▶ Work instructions
These entries are to be retyped in full, word for word.

##### Entries supplied #####

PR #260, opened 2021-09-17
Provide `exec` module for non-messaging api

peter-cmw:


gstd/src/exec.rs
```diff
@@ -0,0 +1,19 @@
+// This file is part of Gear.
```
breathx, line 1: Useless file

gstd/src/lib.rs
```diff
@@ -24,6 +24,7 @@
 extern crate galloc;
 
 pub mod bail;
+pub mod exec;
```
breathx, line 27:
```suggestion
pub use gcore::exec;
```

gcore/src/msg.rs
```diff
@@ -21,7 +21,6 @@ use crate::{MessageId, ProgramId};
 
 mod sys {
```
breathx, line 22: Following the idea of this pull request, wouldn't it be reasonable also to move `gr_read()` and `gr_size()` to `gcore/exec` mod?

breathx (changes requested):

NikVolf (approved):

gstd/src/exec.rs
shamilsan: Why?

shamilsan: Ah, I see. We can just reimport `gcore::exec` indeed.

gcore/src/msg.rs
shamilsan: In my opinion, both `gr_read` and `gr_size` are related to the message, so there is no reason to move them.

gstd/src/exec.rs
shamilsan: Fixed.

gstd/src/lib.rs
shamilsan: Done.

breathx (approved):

#####

▶ Exercise output
PR #260, opened 2021-09-17
Provide `exec` module for non-messaging api

peter-cmw:


gstd/src/exec.rs
```diff
@@ -0,0 +1,19 @@
+// This file is part of Gear.
```
breathx, line 1: Useless file

gstd/src/lib.rs
```diff
@@ -24,6 +24,7 @@
 extern crate galloc;
 
 pub mod bail;
+pub mod exec;
```
breathx, line 27:
```suggestion
pub use gcore::exec;
```

gcore/src/msg.rs
```diff
@@ -21,7 +21,6 @@ use crate::{MessageId, ProgramId};
 
 mod sys {
```
breathx, line 22: Following the idea of this pull request, wouldn't it be reasonable also to move `gr_read()` and `gr_size()` to `gcore/exec` mod?

breathx (changes requested):

NikVolf (approved):

gstd/src/exec.rs
shamilsan: Why?

shamilsan: Ah, I see. We can just reimport `gcore::exec` indeed.

gcore/src/msg.rs
shamilsan: In my opinion, both `gr_read` and `gr_size` are related to the message, so there is no reason to move them.

gstd/src/exec.rs
shamilsan: Fixed.

gstd/src/lib.rs
shamilsan: Done.

breathx (approved):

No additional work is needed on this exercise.